--- Working data Enclosed Below ---

PR #121, opened 2026-06-10
fix(cli): Store Config With Owner-only Permissions

0xIchigo:
This PR tightens permissions on `~/.helius/config.json` so the credentials it holds (i.e., a JWT session token and the Helius API key) are readable only by the owner. 

TLDR:
- `ensureDir()` creates `~/.helius` with mode `0o700`
- `save()` writes `config.json` with mode `0o600`
- `save()` also `chmod`s the file to `0o600` on every write, so configs created by installs predating this change get tightened on next save. Note that the `mode` write option only applies at file creation
- If chmod fails (e.g., non-POSIX filesystem), warn once to stderr with an actionable hint instead of silently leaving the file exposed

### DIFF
--- a/helius-cli/src/lib/config.ts
+++ b/helius-cli/src/lib/config.ts
@@ -79,7 +79,8 @@ interface Config {
 
 function ensureDir(): void {
   if (!fs.existsSync(CONFIG_DIR)) {
-    fs.mkdirSync(CONFIG_DIR, { recursive: true });
+    // Owner-only — the config holds a JWT and API key.
+    fs.mkdirSync(CONFIG_DIR, { recursive: true, mode: 0o700 });
   }
 }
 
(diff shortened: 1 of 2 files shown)


nathanliow:
Verified file behavior works (fresh creates `600`, loosened files re-tightened on save). One gap:

**The `mode: 0o700` in `ensureDir()` never applies in practice.** `feedback.ts` runs a modeless `mkdirSync(HELIUS_DIR)` at module load on fresh installs — before any command reaches `ensureDir()`, which then skips via `existsSync`. Tested with a fresh `HOME` through the real CLI: dir ends up `drwxr-xr-x` (config.json still `600`, so credentials stay protected — but the dir hardening in the PR description doesn't materialize).

Fix: add `mode: 0o700` to the `feedback.ts` mkdir, or chmod the dir in `ensureDir()` (also fixes existing installs).

Nit, out of scope: `keygen.ts` has the same modeless `mkdirSync`, and writes `keypair.json` before chmodding it.

nathanliow (approved):
LGTM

--- End of Enclosed Working data ---

**Your goal:** Set down precisely the lines above between the line holding "(diff shortened: 1 of 2 files shown)" and the line holding "fixes existing installs).", inclusive, and nothing beyond them.

**Answer for the task:**
(diff shortened: 1 of 2 files shown)


nathanliow:
Verified file behavior works (fresh creates `600`, loosened files re-tightened on save). One gap:

**The `mode: 0o700` in `ensureDir()` never applies in practice.** `feedback.ts` runs a modeless `mkdirSync(HELIUS_DIR)` at module load on fresh installs — before any command reaches `ensureDir()`, which then skips via `existsSync`. Tested with a fresh `HOME` through the real CLI: dir ends up `drwxr-xr-x` (config.json still `600`, so credentials stay protected — but the dir hardening in the PR description doesn't materialize).

Fix: add `mode: 0o700` to the `feedback.ts` mkdir, or chmod the dir in `ensureDir()` (also fixes existing installs).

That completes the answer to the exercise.